Start of Block

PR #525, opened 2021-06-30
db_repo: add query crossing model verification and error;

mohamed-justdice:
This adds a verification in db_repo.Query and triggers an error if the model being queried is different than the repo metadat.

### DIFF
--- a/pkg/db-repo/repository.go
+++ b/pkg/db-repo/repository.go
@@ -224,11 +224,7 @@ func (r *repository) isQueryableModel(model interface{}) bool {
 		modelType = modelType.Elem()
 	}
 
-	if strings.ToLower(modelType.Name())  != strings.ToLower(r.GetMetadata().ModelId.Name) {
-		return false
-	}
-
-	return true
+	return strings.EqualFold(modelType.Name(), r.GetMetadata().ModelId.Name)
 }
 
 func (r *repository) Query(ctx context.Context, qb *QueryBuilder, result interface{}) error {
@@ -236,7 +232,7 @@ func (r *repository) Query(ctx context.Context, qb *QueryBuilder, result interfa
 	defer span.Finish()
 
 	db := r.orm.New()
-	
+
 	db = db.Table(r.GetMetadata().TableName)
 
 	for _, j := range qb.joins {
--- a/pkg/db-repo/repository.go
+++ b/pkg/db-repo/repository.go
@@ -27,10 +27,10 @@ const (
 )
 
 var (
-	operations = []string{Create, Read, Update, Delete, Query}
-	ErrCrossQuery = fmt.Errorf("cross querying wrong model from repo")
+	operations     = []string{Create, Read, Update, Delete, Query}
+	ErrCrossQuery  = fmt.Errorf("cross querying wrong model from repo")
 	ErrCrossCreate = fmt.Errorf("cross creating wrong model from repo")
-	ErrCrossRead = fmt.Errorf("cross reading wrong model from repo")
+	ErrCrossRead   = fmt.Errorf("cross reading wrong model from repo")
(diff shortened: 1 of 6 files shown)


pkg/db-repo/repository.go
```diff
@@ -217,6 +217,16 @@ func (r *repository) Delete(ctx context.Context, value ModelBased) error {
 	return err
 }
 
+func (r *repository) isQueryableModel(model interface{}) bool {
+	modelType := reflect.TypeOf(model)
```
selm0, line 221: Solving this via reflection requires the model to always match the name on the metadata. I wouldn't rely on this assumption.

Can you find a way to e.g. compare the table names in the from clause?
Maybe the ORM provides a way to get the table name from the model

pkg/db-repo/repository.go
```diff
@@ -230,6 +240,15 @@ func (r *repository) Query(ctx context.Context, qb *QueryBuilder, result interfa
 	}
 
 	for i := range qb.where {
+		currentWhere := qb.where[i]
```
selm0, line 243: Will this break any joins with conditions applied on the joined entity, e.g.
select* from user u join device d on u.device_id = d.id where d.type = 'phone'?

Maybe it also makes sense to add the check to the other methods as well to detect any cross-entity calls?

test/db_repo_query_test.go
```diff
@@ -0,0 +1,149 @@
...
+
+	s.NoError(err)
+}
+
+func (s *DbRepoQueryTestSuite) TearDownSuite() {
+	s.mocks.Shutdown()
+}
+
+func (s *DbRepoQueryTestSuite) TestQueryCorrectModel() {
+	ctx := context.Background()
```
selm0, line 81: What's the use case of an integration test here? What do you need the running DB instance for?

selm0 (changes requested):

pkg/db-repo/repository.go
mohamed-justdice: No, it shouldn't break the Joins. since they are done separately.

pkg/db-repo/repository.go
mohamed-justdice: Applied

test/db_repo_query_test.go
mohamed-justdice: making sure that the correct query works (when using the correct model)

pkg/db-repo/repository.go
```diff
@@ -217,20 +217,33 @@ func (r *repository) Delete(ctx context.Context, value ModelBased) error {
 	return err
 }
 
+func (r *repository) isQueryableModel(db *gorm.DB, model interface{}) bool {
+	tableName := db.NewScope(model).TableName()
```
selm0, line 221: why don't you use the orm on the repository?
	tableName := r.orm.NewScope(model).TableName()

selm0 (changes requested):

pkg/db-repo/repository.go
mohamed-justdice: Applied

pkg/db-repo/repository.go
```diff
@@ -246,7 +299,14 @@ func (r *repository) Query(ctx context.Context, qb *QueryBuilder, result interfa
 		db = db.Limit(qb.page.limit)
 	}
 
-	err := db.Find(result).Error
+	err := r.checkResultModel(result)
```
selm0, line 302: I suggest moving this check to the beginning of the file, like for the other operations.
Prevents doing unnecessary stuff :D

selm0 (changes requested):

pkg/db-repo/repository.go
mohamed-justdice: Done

End of Block

An exact reproduction of all the entries, complete to the last line, is needed.

PR #525, opened 2021-06-30
db_repo: add query crossing model verification and error;

mohamed-justdice:
This adds a verification in db_repo.Query and triggers an error if the model being queried is different than the repo metadat.

### DIFF
--- a/pkg/db-repo/repository.go
+++ b/pkg/db-repo/repository.go
@@ -224,11 +224,7 @@ func (r *repository) isQueryableModel(model interface{}) bool {
 		modelType = modelType.Elem()
 	}
 
-	if strings.ToLower(modelType.Name())  != strings.ToLower(r.GetMetadata().ModelId.Name) {
-		return false
-	}
-
-	return true
+	return strings.EqualFold(modelType.Name(), r.GetMetadata().ModelId.Name)
 }
 
 func (r *repository) Query(ctx context.Context, qb *QueryBuilder, result interface{}) error {
@@ -236,7 +232,7 @@ func (r *repository) Query(ctx context.Context, qb *QueryBuilder, result interfa
 	defer span.Finish()
 
 	db := r.orm.New()
-	
+
 	db = db.Table(r.GetMetadata().TableName)
 
 	for _, j := range qb.joins {
--- a/pkg/db-repo/repository.go
+++ b/pkg/db-repo/repository.go
@@ -27,10 +27,10 @@ const (
 )
 
 var (
-	operations = []string{Create, Read, Update, Delete, Query}
-	ErrCrossQuery = fmt.Errorf("cross querying wrong model from repo")
+	operations     = []string{Create, Read, Update, Delete, Query}
+	ErrCrossQuery  = fmt.Errorf("cross querying wrong model from repo")
 	ErrCrossCreate = fmt.Errorf("cross creating wrong model from repo")
-	ErrCrossRead = fmt.Errorf("cross reading wrong model from repo")
+	ErrCrossRead   = fmt.Errorf("cross reading wrong model from repo")
(diff shortened: 1 of 6 files shown)


pkg/db-repo/repository.go
```diff
@@ -217,6 +217,16 @@ func (r *repository) Delete(ctx context.Context, value ModelBased) error {
 	return err
 }
 
+func (r *repository) isQueryableModel(model interface{}) bool {
+	modelType := reflect.TypeOf(model)
```
selm0, line 221: Solving this via reflection requires the model to always match the name on the metadata. I wouldn't rely on this assumption.

Can you find a way to e.g. compare the table names in the from clause?
Maybe the ORM provides a way to get the table name from the model

pkg/db-repo/repository.go
```diff
@@ -230,6 +240,15 @@ func (r *repository) Query(ctx context.Context, qb *QueryBuilder, result interfa
 	}
 
 	for i := range qb.where {
+		currentWhere := qb.where[i]
```
selm0, line 243: Will this break any joins with conditions applied on the joined entity, e.g.
select* from user u join device d on u.device_id = d.id where d.type = 'phone'?

Maybe it also makes sense to add the check to the other methods as well to detect any cross-entity calls?

test/db_repo_query_test.go
```diff
@@ -0,0 +1,149 @@
...
+
+	s.NoError(err)
+}
+
+func (s *DbRepoQueryTestSuite) TearDownSuite() {
+	s.mocks.Shutdown()
+}
+
+func (s *DbRepoQueryTestSuite) TestQueryCorrectModel() {
+	ctx := context.Background()
```
selm0, line 81: What's the use case of an integration test here? What do you need the running DB instance for?

selm0 (changes requested):

pkg/db-repo/repository.go
mohamed-justdice: No, it shouldn't break the Joins. since they are done separately.

pkg/db-repo/repository.go
mohamed-justdice: Applied

test/db_repo_query_test.go
mohamed-justdice: making sure that the correct query works (when using the correct model)

pkg/db-repo/repository.go
```diff
@@ -217,20 +217,33 @@ func (r *repository) Delete(ctx context.Context, value ModelBased) error {
 	return err
 }
 
+func (r *repository) isQueryableModel(db *gorm.DB, model interface{}) bool {
+	tableName := db.NewScope(model).TableName()
```
selm0, line 221: why don't you use the orm on the repository?
	tableName := r.orm.NewScope(model).TableName()

selm0 (changes requested):

pkg/db-repo/repository.go
mohamed-justdice: Applied

pkg/db-repo/repository.go
```diff
@@ -246,7 +299,14 @@ func (r *repository) Query(ctx context.Context, qb *QueryBuilder, result interfa
 		db = db.Limit(qb.page.limit)
 	}
 
-	err := db.Find(result).Error
+	err := r.checkResultModel(result)
```
selm0, line 302: I suggest moving this check to the beginning of the file, like for the other operations.
Prevents doing unnecessary stuff :D

selm0 (changes requested):

pkg/db-repo/repository.go
mohamed-justdice: Done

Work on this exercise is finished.